On May 29, Hungarian Prime Minister Viktor Orban opened CPAC 2025 in Budapest with a triumphalist speech emphasizing the strength of the populist wave across the Western world. He pointed to Donald Trump’s victory; Irakli Kobakhidze’s victory in Georgia last February; Hrisztijan Mickoski’s election victory in North Macedonia last June; and Slovakia’s Prime Minister Robert Fico, who was shot five times in during an assassination attempt last May but survived to fight another day.
Orban was characteristically pugilistic, but unusually ebullient. Trump’s victory, he stated, has injected hope into European populist leaders across the continent, especially as so much of Europe seems in free fall. “The most vicious power struggle is in progress: they deny both God and man,” Orban stated. “[Marine] Le Pen has been disqualified from the French presidential race by a court ruling. Salvini has been dragged to court. The AfD is under national security surveillance. Patriots for Europe events are violently obstructed.”
In Europe today, Orban emphasized, conservatives are caught between the pincers of state power from above and street-level leftist violence from below. “Communist and leftist thugs attack those on the Right,” he noted. “JD Vance put it correctly: in Europe today, freedom is not being threatened from without, but is being attacked from within. And everyone can see that there is trouble. The whole structure is tottering and crumbling. It must change. Things cannot go on like this! And our opponents know it too.”
Europe, Orban told the crowd, faces a choice: A liberal plan, and a patriotic plan. “The liberal plan sees the old, cultural, Christian Europe as obsolete. They want to move beyond it. For decades they have been working to fabricate a new identity to replace Christianity and the nation. At first, I remember, they came with the promise of prosperity: ‘Let go of your traditions, and Europe will be a world of happy and unrestrained consumption.’ That did not work.”

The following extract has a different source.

PR #6578, opened 2016-10-17
fastlane env

hjanuschka:
- [x] atleast on unit test
- [x] documentation on how to use this feature, mostly in the ISSUE_TEMPLATE.md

The European elites, Orban said, moved on to other plans. “Then came the idea that Europe would be a continent of ‘inclusion,’” he reminded the audience. “And we got to the point where Belgium–Israel national football matches had to be played in Budapest instead of Brussels. And now, after Trump’s victory, here is another idea: Europe wants to be the bastion of the global liberal empire. After Washington, their new Mecca is Brussels. But the main problem with Brussels is not that it is dominated by progressive liberal bureaucrats.”

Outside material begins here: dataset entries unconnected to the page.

PR #6651, opened 2016-10-20
[deliver] Print out absolute path if file can't be found

KrauseFx:
This way it's clear in what path _fastlane_ is running

### DIFF
--- a/deliver/lib/deliver/options.rb
+++ b/deliver/lib/deliver/options.rb
@@ -31,7 +31,7 @@ module Deliver
                                      description: "Path to your ipa file",
                                      default_value: Dir["*.ipa"].first,
                                      verify_block: proc do |value|
-                                       UI.user_error!("Could not find ipa file at path '#{value}'") unless File.exist?(value)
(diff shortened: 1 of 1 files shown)


mfurtak:
`File.exist?` has trouble with certain kinds file paths. Specifically, I've noticed in the past that it can't handle paths that start with '~'.

```
$ irb
>> File.exist? '~/Documents'
=> false
>> File.exist? File.expand_path('~/Documents')
=> true
```

So, for all of these checks, I think it may be better to capture the `File.expand_path` value first, and then check it in `File.exist?`, and then use it in the message if needed.

mfurtak (changes requested):
`File.exist?` should ideally only be called on expanded paths.

KrauseFx:
@mfurtak Yeah, that's true, and we do it in some tools, not everywhere yet though. Let's merge this PR that just improves the error message to make it more clear on how _fastlane_ accesses the files, and have a separate PR that improves file checking and loading across all tools 👍

mfurtak (approved):

PR #6669, opened 2016-10-21
[frameit] Version bump

KrauseFx:
- Rewrote the whole framing process, so that you don't have to do anything manually any more
- _frameit_ now automatically downloads and installs all the frames the first time you use it
- Support for Rose Gold, Gold and the new Matte Black
- Support for  the new iPhone 7
- Full support for portrait and landscape mode
- You can lock a specific version of frames in your `Framefile.json` if you want to, to have consistent builds in the future

**Rose Gold**
screenshot 2016-10-21 15 11 23
**Gold**
screenshot 2016-10-21 15 14 30

### DIFF
--- a/frameit/lib/frameit/version.rb
+++ b/frameit/lib/frameit/version.rb
@@ -1,3 +1,3 @@
 module Frameit
-  VERSION = "2.8.0".freeze
+  VERSION = "3.0.0".freeze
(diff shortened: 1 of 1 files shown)


mfurtak (approved):
💎 ✨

The patriotic plan—the Hungarian plan—is different. Hungary, stated Orban, rejects the Brussels plan “to centralize Europe under the pretext of war and “build a new economic model, a war economy model…Collective debt, central control, and a war chest.” Instead, Orban said, Hungary wants a different, four-point plan: Peace, sovereignty, freedom “in politics, freedom of thought, and opinion,” and taking “Europe back from the migrants.”
At the core of this plan is Christendom. “We want a Christian culture, schools standing on a national basis, and streets and neighborhoods without fear,” Orban declared. “We want to be proud of our nations. This is the patriotic plan.” A key part of that plan? “We need the shutting of the American liberal financial sluice gates.” If progressive political movements lose their big bag donors, Orban stated, then conservative Europeans will have a fighting chance to take back their continent. He concluded with a rousing battle cry: “Make Europe great again! Go Hungary, go Patriots! God save Hungary!”

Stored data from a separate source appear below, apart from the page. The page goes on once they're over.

PR #6708, opened 2016-10-24
Match enterprise type mismatch

milch:
There was a mismatch in comparing the types of provisioning profiles when `type: "appstore"` was used with the `MATCH_FORCE_ENTERPRISE`. Generating the profiles would work, but when cloning on a different machine it would try to generate a new certificate or error out in `readonly` mode. 

The error now includes more useful information on why no provisioning profile was found. Conversion of type strings to symbols is now centralized, so the above error doesn't happen anymore.

### DIFF
--- a/match/lib/match.rb
+++ b/match/lib/match.rb
@@ -29,4 +29,21 @@ module Match
   def self.enterprise?
     ENV["MATCH_FORCE_ENTERPRISE"]
   end
+
+  def self.type_is_enterprise?(type)
+    Match.enterprise? && type != "development"
+  end
+
+  def self.profile_type_sym(type)
+    return :enterprise if self.type_is_enterprise? type
+    return :adhoc if type == "adhoc"
+    return :appstore if type == "appstore"
+    return :development
+  end
+
+  def self.cert_type_sym(type)
+    return :enterprise if self.type_is_enterprise? type
+    return :development if type == "development"
+    return :distribution
+  end
 end
--- a/match/lib/match.rb
+++ b/match/lib/match.rb
@@ -26,10 +26,12 @@ module Match
     return envs
   end
 
+  # @return [Boolean] returns true if the unsupported enterprise mode should be enabled
   def self.enterprise?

Viktor Orban, it is worth noting, is not the sort of populist who nods at Christianity in order to summon the strength of Europe’s heritage on behalf of his political agenda or incur the power of nostalgia. Orban has consistently worked to create a government oriented towards strengthening the family; defended traditional marriage; and most recently, to the rage of Western progressives, banned “Pride” parades on the grounds that they promote sexual ideologies to children.
Many have asked: What would a political backlash to the Sexual Revolution look like? Viktor Orban’s Hungarian model is one fascinating answer to that question.